TL;DR - MySQL supports TLS encryption for all client-server traffic. Since MySQL 8.0, the server auto-generates self-signed certificates on first startup if none are present, but production deployments should use properly generated or CA-signed certificates. - To set up SSL manually: generate a CA certificate, server certificate, and client certificate using OpenSSL. Configure
my.cnfwithssl-ca,ssl-cert, andssl-keydirectives. Restart MySQL. - Enforce encryption per user withALTER USER 'appuser'@'%' REQUIRE SSL— connections without TLS are rejected entirely. - Verify it is working:SHOW STATUS LIKE 'Ssl_cipher'returns the active cipher suite. If it is empty, the connection is not encrypted. - Managed database providers (DigitalOcean, AWS RDS, Google Cloud SQL) handle certificate generation and enforce TLS by default. You only need to configure your client to use SSL. - DBEverywhere connects to your database over TLS automatically when the server supports it — no certificate management on your end.
Table of Contents
- Why Encrypt MySQL Connections
- How MySQL TLS Works
- Step 1: Generate Certificates with OpenSSL
- Step 2: Configure MySQL Server (my.cnf)

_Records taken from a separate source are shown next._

PR #89055, opened 2021-09-17
Suggest better place to add call parentheses for method expressions wrapped in parentheses

### LINKED ISSUE #89044: With over-parenthesized method that isn't called, E0615 suggests adding parentheses in the wrong place
Given the following [code](https://play.rust-lang.org/?version=nightly&mode=debug&edition=2018&gist=b36d6150a12ac621b7d0b38568538f22): 

```rust
fn main() {
    let a = Some(42);
    println!(
        "The value is {}.",
        (a.unwrap)
    );
}
```

The current output is:

```
error[E0615]: attempted to take value of method `unwrap` on type `Option<{integer}>`
 --> src/main.rs:5:12
  |
5 |         (a.unwrap)
  |            ^^^^^^ method, not a field
  |
help: use parentheses to call the method
  |
5 |         (a.unwrap)()
  |                   ++
```

The fix suggested by the compiler still has the problem, because the parentheses-to-call are added outside of the parentheses in the code.

```
help: use parentheses to call the method
  |
5 |         (a.unwrap())
  |                  ++
```

This is similar to the recently fixed #88803, but differs in that the input code cannot be fixed solely by removing parentheses.

Kobzol:
I wanted to improve the suggestion a bit to both remove the wrapping parentheses **and** add call parentheses by both calling `suggest_method_call` and using `multipart_suggestion`. But I very quickly ran into a problem where multiple overlapping machine applicable suggestions cannot be properly applied together. So I applied the suggestion from the issue and only added the call parentheses directly after the expression.

Fixes: https://github.com/rust-lang/rust/issues/89044

### DIFF
--- a/compiler/rustc_typeck/src/check/expr.rs
+++ b/compiler/rustc_typeck/src/check/expr.rs
@@ -1844,6 +1844,7 @@ impl<'a, 'tcx> FnCtxt<'a, 'tcx> {
                 field,
                 expr_t,
                 expr,
+                None,
             );
         }
         err.emit();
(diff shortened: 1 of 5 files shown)


wesleywiser (approved):
Awesome! 👍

- Step 3: Enforce SSL Per User (REQUIRE SSL)
- Step 4: Verify the Connection Is Encrypted
- Client Connection Strings for SSL
- Managed Database Providers and SSL
- FAQ
- Conclusion
Encrypting Database Connections: SSL/TLS Setup Guide for MySQL
If your application connects to a MySQL database over a network — between servers in a data center, across a VPC, or from a developer's laptop to a cloud instance — that traffic is unencrypted by default unless you have configured TLS. Credentials, queries, and result sets travel as plaintext. Anyone with access to the network path can read them. A proper MySQL SSL setup turns that plaintext into an encrypted channel, and the process is more straightforward than most developers expect.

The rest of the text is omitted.